PR #641, opened 2026-07-08
Guard SharedArrayBuffer reference in Uuid constructor

### LINKED ISSUE #636: Bug: UUID creation throws on the client
### Describe the bug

BRIEF:
Which lines run from the one with "Guard SharedArrayBuffer reference" through the end of the listing above? Restate them word for word, with nothing else.

WRITTEN REPLY:
Guard SharedArrayBuffer reference in Uuid constructor

### LINKED ISSUE #636: Bug: UUID creation throws on the client
### Describe the bug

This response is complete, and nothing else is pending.